I guess Triton is not for you if Numba is fast enough.

notthedroids · on July 28, 2021

Does Triton support automatic differentiation? I don't see that feature in a quick poke through the docs.

If it does compile to LLVM, I suppose it can use Enzyme https://enzyme.mit.edu/

bmh · on July 29, 2021

This sits BELOW the automatic differentiation layer.

xmaayy · on July 28, 2021

I wonder if this can be used for graphics programming. Shaders are notoriously hard to write correctly and this seems like it might provide an easier gateway than OpenGLSL

ipsum2 · on July 28, 2021

Taichi is a similar project focused on graphics: https://taichi.graphics/

voldacar · on July 29, 2021

If python had proper macros/easy AST processing you wouldn't need to make this a separate language. still cool

giacaglia · on July 28, 2021

OpenAI keeps innovating. Amazing to see the speed of execution of the team

ipsum2 · on July 28, 2021

This guy developed Triton for his PhD thesis, and OpenAI hired him to continue working on it. Doesn't really seem fair to give all the innovation credit to OpenAI.

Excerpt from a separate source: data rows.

PR #230, opened 2026-07-20
fix: enforce ownership check on student stats route

### LINKED ISSUE #216: [Fix] Missing ownership check on /api/students/[code]/stats
### Description
`src/app/api/students/[code]/stats/route.ts` uses `auth: "session"` with no `authorize` callback, unlike every sibling student route (`[code]/route.ts`, `[code]/cv/route.ts`, `[code]/history/route.ts`), which all gate access via `isAllowedToViewStudent` or an explicit `authorize`. Surfaced by the #207 security audit.

### Why
Any logged-in student or employee can query `{totalScans, totalSaves}` for any other student by supplying their 4-character code, regardless of whether they're allowed to view that student's profile. Impact is minor on its own (aggregate counts only, no PII), but it's inconsistent with the access-control pattern used everywhere else for this exact resource, and is compounded by the weak code generation in a related finding (student codes aren't a CSPRNG, making enumeration easier).

### How
Add the same ownership/visibility check used by the sibling routes (`isAllowedToViewStudent` or an equivalent `authorize` callback) to this route.

### Dependencies
None.

david-fs-valente:
`/api/students/[code]/stats` only checked `auth: "session"`, unlike sibling student routes that enforce `isAllowedToViewStudent`. Any logged-in student/employee could query any other student's stats by code. `getStudentStats` now takes an access context and enforces the same ownership rule as `getStudentProfile`/`getStudentCv`.

Refs #216, part of #207.


src/app/(profiles)/student/[...data]/page.tsx
```diff
@@ -77,7 +77,11 @@ const StudentPage = async (props: ProfileProps) => {
 
   const [globalStats, todayStats, companies, history, actions, interests] =
     await Promise.all([
-      getStudentStats(student.code),
+      getStudentStats(student.code, {
```
Comment (dinisjcorreia) [inline src/app/(profiles)/student/[...data]/page.tsx]: **[P1] Preserve unsaved employee QR previews**\n\nA company can open a valid `preview` JWT before saving the student (`isPreview` bypasses the saved-profile check above), but this call now passes a company access context to `getStudentStats`. `isAllowedToViewStudent` then rejects it because `isStudentSaved` is false, so this `Promise.all` rejects and the whole preview page errors. The preview component does not use `globalStats` or `todayStats`; skip these stats calls for previews, or explicitly model the verified preview token as authorized access.

dinisjcorreia (changes requested):
Blocking: valid employee QR-preview sessions for students the company has not saved now fail before the preview renders.

src/app/(profiles)/student/[...data]/page.tsx
Comment (david-fs-valente) [reply src/app/(profiles)/student/[...data]/page.tsx]: Addressed in e7f496c: skip both `getStudentStats`/`getTodayStudentStats` entirely when `isPreview`, since `PreviewProfileSectionContainer` never reads either value. Ownership check itself is untouched for all real (non-preview) access paths.

david-fs-valente:
## Non-blocking suggestions

- **Redundant DB round-trip for the employee/company view path.** In `src/app/(profiles)/student/[...data]/page.tsx`, the page already computes `isSavedStudent` via `isSaved(session.employee.company.id, student.code)` and returns 404 earlier if `session.employee && !isSavedStudent && !isPreview`. By the time the `Promise.all` runs `getStudentStats(...)` for a non-preview employee view, `isAllowedToViewStudent` re-queries `isStudentSaved` a second time to reach the same true result. Not a correctness issue (CI is green, behavior is correct), just an extra Prisma round-trip per profile-view request that could be avoided by passing the already-known `isSavedStudent` result through instead of re-deriving it inside `getStudentStats`.
- **Test 2 in `savedStudentService.test.ts`** ("a student cannot query an unrelated student's stats") sets up `vi.mocked(isStudentSaved).mockResolvedValue(false)`, but since the `access` passed has no `companyId`, `isAllowedToViewStudent` short-circuits on `access.companyId` being falsy and never calls `isSaved` — the mock is dead setup in this test. Harmless, but could be dropped (or the test could pass a `companyId` to actually exercise that branch) for clarity.

david-fs-valente:
Re-reviewed the current diff (HEAD `2007718`) from scratch.

Both points from the prior non-blocking-suggestions comment are now resolved:
- The redundant `isStudentSaved` round-trip in the page render path is gone — `e94fd6f` threads the already-computed `isSavedStudent` through `StudentAccess.isSaved`, and `isAllowedToViewStudent` short-circuits on it (`access.isSaved ?? (await lookupIsSaved(...))`) instead of re-querying.
- The dead-mock test is fixed — `2007718` adds `companyId: "company-1"` to the "unrelated student" case and asserts `isStudentSaved` was actually called, so it now exercises the branch it claims to.

Also traced @dinisjcorreia's earlier P1 `CHANGES_REQUESTED` review (unsaved employee QR previews failing before render) — that was already fixed by `e7f496c` (stats calls skipped entirely for `isPreview`), independent of today's two commits, and confirmed still correct in the current code. Only calling this out because GitHub's `reviewDecision` is still showing `CHANGES_REQUESTED` — looks like it just needs a re-review/dismissal from @dinisjcorreia to clear, since the underlying code issue is resolved.

No new blocking or non-blocking issues found in this pass. CI is green.

PR #231, opened 2026-07-20
fix: use strict equality for student profile owner check

### LINKED ISSUE #220: [Fix] Replace .match() with strict equality in student profile-owner check
### Description
`src/app/(profiles)/student/[...data]/page.tsx:63` uses `!session.student.code.match(student.code)` — `String.prototype.match` with the target's code used as a live regex pattern — instead of strict equality (`!==`), to check whether the logged-in student owns the profile being viewed. A different branch of the same file (line 131) does the equivalent check with strict `===`. Surfaced by the #207 security audit.

### Why
Not currently exploitable: both operands are always fixed 4-character strings from a restricted charset (`[A-Z0-9]{4}`, see the related student-code-generation issue), so a substring-match of equal length is mathematically equivalent to equality today, and no regex metacharacters are reachable. It's flagged as a landmine, not a live bug — if code length or charset ever changes, this silently becomes exploitable (a regex-metacharacter-containing code could match more broadly than intended), and it's inconsistent with the strict equality used elsewhere in the same file for the same conceptual check.

### How
Replace `.match()` with strict equality (`!==`), consistent with the check at line 131.

### Dependencies
None.

david-fs-valente:
Replaces a `.match()`-as-regex ownership check with strict equality, consistent with the equivalent check elsewhere in the same file. Not currently exploitable given the fixed 4-char code charset, but a landmine if that ever changes.

Refs #220, part of #207.


dinisjcorreia (approved):
Reviewed owner-code comparison fix. `===` correctly performs literal identity comparison and matches existing owner check below. No blocking issues found.

Validated: `pnpm lint`, `pnpm test` (51 passing), `pnpm typecheck`.

PR #232, opened 2026-07-20
chore: replace innerHTML with React state in ImportCvSection

### LINKED ISSUE #221: [Chore] Replace innerHTML with React state in ImportCvSection
### Description
`src/components/Profile/ImportCvSection/index.tsx:33-37` sets a label's `innerHTML` directly from the selected file's own `.name`, bypassing React state/JSX rendering. Surfaced by the #207 security audit.

### Why
Informational only, not a real vulnerability: it's the user's own local file selection, rendered only in their own browser tab, never persisted or shown to anyone else — no exploitable impact. Flagged for idiomatic-React cleanup rather than security value, since manual DOM manipulation like this is easy to accidentally extend into a real gap later.

### How
Replace the direct `innerHTML` assignment with React state (store the selected filename in state and render it via JSX).

### Dependencies
None.

david-fs-valente:
Replaces a direct `innerHTML` assignment with React state for displaying the selected CV filename. Informational-only finding (own local file selection, never persisted/shown elsewhere) flagged for idiomatic-React cleanup.

Refs #221, part of #207.


dinisjcorreia (approved):
Reviewed changes. React state correctly replaces direct DOM mutation, selected-file behavior is covered, and no regressions found.

PR #233, opened 2026-07-20
fix: require session for avatar/CV uploads

### LINKED ISSUE #215: [Fix] Avatar and CV upload endpoints have no authentication check
### Description
`src/app/api/storage/avatar/route.ts` and `src/app/api/storage/cv/route.ts` bypass `defineHandler` entirely and have no session check of any kind. Both routes carry a code comment claiming the missing auth is "tracked separately (#26)" — but #26 is a closed, unrelated 2025-edition task ("Update Prisma Seed"), not a live tracker for this gap. This is functionally an untracked, currently-exploitable finding surfaced by the #207 security audit.

Content-type/magic-byte validation and size limits do exist on both routes, so this isn't unrestricted-file-type upload — but no account or session is required to reach them at all.

### Why
An anonymous, unauthenticated visitor can POST files directly into either Supabase Storage bucket:
- `avatars` is a **public** bucket, so every accepted upload immediately gets a public URL under the app's own trusted domain — usable for anonymous image hosting, defacement, or phishing content with zero attribution.
- `cvs` is a **private** bucket meant to hold PII-adjacent documents, but nothing stops mass anonymous uploads filling it with junk files — a storage-cost/quota abuse vector independent of anything CV-content-related.

This is distinct from #213 (rate limiting on uploads): #213 only throttles request *volume* for already-authenticated abuse; it doesn't address that these endpoints require no authentication at all. Rate limiting alone would still leave a single anonymous malicious upload possible.

### How
Wire both routes through `defineHandler` (or add an equivalent manual session check, since these stay as plain route exports per AGENTS.md's multipart/form-data exception) requiring at minimum `auth: "session"`, with ownership scoping so a user can only write their own avatar/CV. Update or remove the stale `#26` comment reference in both files.

### Dependencies
None — can be fixed independently of #213 (rate limiting is a separate, complementary control).

david-fs-valente:
`/api/storage/avatar` and `/api/storage/cv` had no auth check at all, so anyone could upload directly into Supabase Storage. Adding a session check outright would have broken signup, since `FinalStep` currently uploads avatar/CV *before* the account exists. Reordered the signup flow to create the Supabase Auth account first, then upload (now authenticated), then create the Student profile — and gated both upload routes on `auth: "session"`.

Also fixed two now-dead-but-still-typechecked signup step components (`AvatarStep`/`CvStep`, already marked deprecated and unused) so `pnpm typecheck` stays green — no behavior/wiring change to either.

Refs #215, part of #207.


dinisjcorreia (changes requested):
[P1] `src/components/SignUp/FinalStep/index.tsx:117` — preserve a retry path after account creation. `createAccount()` has already created the Supabase user when either upload below or `createStudentProfile()` fails, but every retry begins with `/auth/signup` again. That returns a duplicate-account error, so the student cannot finish creating their profile and remains unable to use the app. Either defer account creation until all fallible pre-work succeeds, or make this flow resume profile creation for authenticated existing users (with cleanup/rollback for failed uploads).

david-fs-valente:
Addressed in 3cec697: check for an existing session before calling \`createAccount()\`. If one exists with no student profile yet (account created but a later step failed, or the user came back later), resume straight into upload + profile creation instead of retrying account creation. If a profile already exists too, just redirect home. Covers both the same-session retry and the return-later case.

david-fs-valente:
## Non-blocking suggestions

- **Cross-role session edge case in `FinalStep.handleSubmit`:** the new resume logic checks `existingSession?.student` to detect an already-created profile, and only calls `createAccount` when `!existingSession`. If a user is already authenticated as a *non-student* (e.g. an employee/admin session in the same browser) and lands on the public student signup flow, `existingSession` is truthy but has no `.student`, so the code skips account creation entirely and goes straight to avatar/CV upload + `POST /students` using that unrelated session. The backend's `authorize: (session) => session.role === "STUDENT"` on `/api/students` correctly rejects this (no security issue), but the user gets an unhelpful generic error ("Ocorreu um erro ao criar o perfil.") instead of a clear "you're already logged in as something else" message. Probably rare in practice, but worth a guard/clearer message if it's easy.

- **Inconsistent upload-failure handling:** `handleAvatarUpload` swallows upload failures (toast + continue with `avatarUrl = null`), while the newly-added CV upload path hard-stops the whole submission on failure (`toast.error(...); return setLoading(false);`). The avatar behavior predates this PR, but now that CV upload sits right next to it with different semantics, the inconsistency is more visible — worth a follow-up for consistent behavior (either both block or both degrade gracefully).

- **Test coverage:** the new `route.test.ts` files for `storage/avatar` and `storage/cv` only cover the 401-unauthenticated case (the actual behavior change), which is the right priority. No test exists for the more complex client-side resume logic in `FinalStep.handleSubmit` (existing session / existing student / fresh signup branches) — understandable since `SignUp/*` has no existing test coverage at all, but it's the riskiest new logic in this PR and would benefit most from a test if there's appetite.

david-fs-valente:
Re-reviewed the current diff (as of ea86b1d/44f81f3/50cfd31) — all three previously-flagged non-blocking suggestions are now addressed:

1. **Cross-role session edge case** — fixed in `ea86b1d`: `StudentSignUp` now redirects non-student sessions away on mount, and `FinalStep.handleSubmit` has a matching defense-in-depth check with a clear toast ("Já tens sessão iniciada como outro tipo de conta.") instead of falling through to a generic error.
2. **Inconsistent upload-failure handling** — fixed in `44f81f3`: CV upload failure now toasts and continues (`cvId` left `undefined`) instead of hard-stopping the submission, matching the avatar behavior. `postStudentSchema`'s `cvId`/`avatarUrl` are both optional, so this is safe server-side too.
3. **Test coverage** — `50cfd31` adds `FinalStep/index.test.tsx` covering all four resume branches (fresh signup, resume-with-no-profile, profile-already-exists redirect, non-student-session block).

Re-analyzed the full current diff from scratch (not just these three points) — no new blocking or non-blocking issues found. CI (Test, Typecheck & Lint) is green.

One process note unrelated to the code: dinisjcorreia's earlier `CHANGES_REQUESTED` review (on the duplicate-account retry issue, addressed same-day in `3cec697`) is still showing as the latest formal review decision — worth a re-review/dismissal for a clean merge state, since GitHub won't surface that it's already resolved.

PR #234, opened 2026-07-20
fix: run Docker migrate stage as non-root

### LINKED ISSUE #218: [Fix] Docker migrate stage runs as root, unlike the runner stage
### Description
The `runner` stage in the `Dockerfile` explicitly drops to a non-root user (`USER nextjs`), but the `migrator` stage (used by `docker-compose.app.yml`'s `migrate` service) inherits directly from `builder`, which never sets `USER` — so `npx prisma migrate deploy` runs as root inside its container. Surfaced by the #207 security audit.

### Why
Low practical risk on its own — it's a short-lived, non-network-facing job that only runs `prisma migrate deploy` against `DATABASE_URL` — but it's a defense-in-depth gap: a vulnerability in the Prisma CLI or a malicious migration file would execute as root rather than a restricted user, unlike every other container in the stack.

### How
Add a `USER` step to the `migrator` stage (reuse or recreate the same non-root user used in `runner`) before the `CMD`/entrypoint.

### Dependencies
None.

david-fs-valente:
The `migrator` stage ran `prisma migrate deploy` as root, unlike `runner`. Moved the non-root user creation into the shared `base` stage and added `USER nextjs` to `migrator`. Verified with `docker build --target migrator/runner` + `docker run --entrypoint whoami`.

Refs #218, part of #207.


david-fs-valente:
Added one more commit here (6ca1fdd) that's not strictly in scope of #218 — an environment-related fix found while verifying the Docker build: `NEXT_PUBLIC_BASE_URL`'s empty-string Dockerfile ARG default was bypassing its existing Zod `.default()`, causing `next build` to fail when no build args are supplied. Same class of fix already applied to `NEXT_PUBLIC_SENTRY_DSN`. Verified with a real `docker build` before/after.

dinisjcorreia (approved):
Reviewed changes. No blocking findings. Focused env test and lint pass locally; CI is green.

PR #236, opened 2026-07-20
fix: pass real seconds to QR action token expiresIn

### LINKED ISSUE #212: [Fix] Fix QR anti-replay window (currently ~8.3 hours instead of 30s)
### Description
QR action-scan tokens are valid for ~8.3 hours instead of the intended 30 seconds: `getActionQrCode()` passes a millisecond value (`actionQrCodeRefreshRateMs * 2`) directly into `jsonwebtoken`'s `expiresIn`, which is interpreted as seconds. Since QR scans earn points toward the giveaway, a screenshotted QR code can currently be replayed for hours after it's displayed.

### Why
This directly affects a real prize (the giveaway) and is trivially exploitable — screenshot a QR code, redeem it anytime within the window. The fix is small and there's no rational reason to leave it as-is.

### How
Fix the units bug so `expiresIn` receives real seconds. `jsonwebtoken`'s own `exp` check (already active by default in `verifyJwt`, since nothing passes `ignoreExpiration`) then enforces the 30-second freshness window with no extra code, DB reads, or caching layer needed. Smoke-test manually post-deploy — one edge case (e.g. an unusual restriction on the production anon key) can't be fully ruled out from static analysis alone.

### Dependencies
None.

david-fs-valente:
`getActionQrCode()` passed `actionQrCodeRefreshRateMs * 2` (a millisecond value) straight into `jsonwebtoken`'s numeric `expiresIn`, which is interpreted as seconds — making the QR action token valid for ~8.3 hours instead of 30 seconds. Since scans earn giveaway points, a screenshotted code was replayable for hours. Fixed by dividing by 1000; `jsonwebtoken`'s own `exp` check (already active in `verifyJwt`) now enforces the 30s window with no extra code needed.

See: https://www.reddit.com/r/MachineLearning/comments/otdpkx/n_i...

shmerl · on July 28, 2021

This seems to be tied to CUDA? Why not build it on top of portable GPU programming base?

einpoklum · on July 28, 2021

This sounds like basically hand-holding for Python programmers to write simple NN-operations. I'm sure it's convenient and useful, but it's still glorified glue code.

bmh · on July 29, 2021

No, this is a DSL that allows people who normally write CUDA, to do so with less lines of code, and end up with a faster kernel. By embedding it inside Python you don't need to write your own lexer/parser.

blt · on July 28, 2021

This is kind of the opposite of glue code.